▸ Exercise description: Your answer should be one number: the count of lines in the data below that include "select".

▸ Data to examine:

PR #205, opened 2015-12-29
Logs toolbar style adjustment to mock

zreigz:
toolbar

### DIFF
--- a/src/app/frontend/_variables.scss
+++ b/src/app/frontend/_variables.scss
@@ -12,6 +12,15 @@
 // See the License for the specific language governing permissions and
 // limitations under the License.
 
+// Function
+//-- Must be defined before variables
+@function rem($multiplier) {
+  $font-size: 10px;
+  @return $multiplier * $font-size;
+}
+
+$subhead-font-size-base:   rem(1.6) !default;
+
 $primary: #326de6;
 $delicate: #aaa;
 $muted: #888;
--- a/src/app/frontend/logs/logstoolbar/logstoolbar.scss
+++ b/src/app/frontend/logs/logstoolbar/logstoolbar.scss
@@ -12,6 +12,8 @@
 // See the License for the specific language governing permissions and
 // limitations under the License.
 
+@import '../../variables';
+
 $logs-toolbar-color-black: #000;
 $logs-toolbar-color-white: #fff;
 
@@ -32,4 +34,13 @@ md-toolbar {
       color: $logs-toolbar-color-black;
     }
   }
+}
+
+.kd-logs-toolbar-text {
+  font-size: $subhead-font-size-base;
+}
+
+.kd-logs-toolbar-select {
+  margin-bottom: 2 * $baseline-grid;
+  margin-left: auto;
 }
--- a/src/app/frontend/logs/logstoolbar/logstoolbar.html
+++ b/src/app/frontend/logs/logstoolbar/logstoolbar.html
@@ -18,25 +18,24 @@ limitations under the License.
   <span flex="10"></span>
 
   <div layout="row" layout-wrap layout-margin layout-align="center center">
-    <span>Logs from pod</span>
-    <span flex></span>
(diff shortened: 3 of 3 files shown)


src/app/frontend/logs/logstoolbar/logstoolbar.scss
```diff
@@ -14,6 +14,10 @@
 
 $logs-toolbar-color-black: #000;
 $logs-toolbar-color-white: #fff;
+$logs-toolbar-text-font-size: 17px;
+$logs-toolbar-title-font-weight: 500;
+$logs-toolbar-select-margin-bottom: 15px;
+$logs-toolbar-select-margin-left: auto;
```
bryk: This (and line 19) does not need to be in a variable. It is used only once and is pretty standard way of margining.

bryk: For 15px you could use 2*$baseline-grid. Will it look okay? The reason is that we should not use magic numbers unless really needed, and base everything on baseline grid.

src/app/frontend/logs/logstoolbar/logstoolbar.scss
```diff
@@ -14,6 +14,10 @@
 
 $logs-toolbar-color-black: #000;
 $logs-toolbar-color-white: #fff;
+$logs-toolbar-text-font-size: 17px;
```
bryk: Can you use any of font sizes from https://github.com/angular/material/blob/HEAD/src/core/style/variables.scss and define the font in src/app/frontend/_variables.scss ?

src/app/frontend/logs/logstoolbar/logstoolbar.scss
```diff
@@ -14,6 +14,10 @@
...
+$logs-toolbar-title-font-weight: 500;
```
bryk: I checked demo and without this 500 it looks better. How about removing this?

bryk:
Looks really nice. PTAL

src/app/frontend/logs/logstoolbar/logstoolbar.scss
zreigz: I removed this.

src/app/frontend/logs/logstoolbar/logstoolbar.scss
zreigz: done

src/app/frontend/logs/logstoolbar/logstoolbar.scss
zreigz: done

zreigz:
PTAL

src/app/frontend/_variables.scss
```diff
@@ -12,6 +12,20 @@
...
+// Function
+//-- Must be defined before variables
+@function rem($multiplier) {
+  $font-size: 10px;
+  @return $multiplier * $font-size;
+}
+
+// Typography
+// ------------------------------
+$font-family: Roboto, 'Helvetica Neue', sans-serif !default;
```
bryk: You dont need $font-family. All our texts are already with this font family.

src/app/frontend/_variables.scss
```diff
@@ -12,6 +12,20 @@
...
+$font-size:   10px;
```
bryk: You dont need to have it defined here. On line 18 is enough.

src/app/frontend/logs/logstoolbar/logstoolbar.scss
```diff
@@ -33,3 +35,13 @@ md-toolbar {
     }
   }
 }
+
+.kd-logs-toolbar-text {
+  font-family: $font-family;
```
bryk: Font family is already defined by angular material, so it is safe to remove it from here.

bryk:
Awesome. Last comments and let's merge. PTAL

zreigz:
PTAL

bryk:
LGTM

▸ Result for this task: 3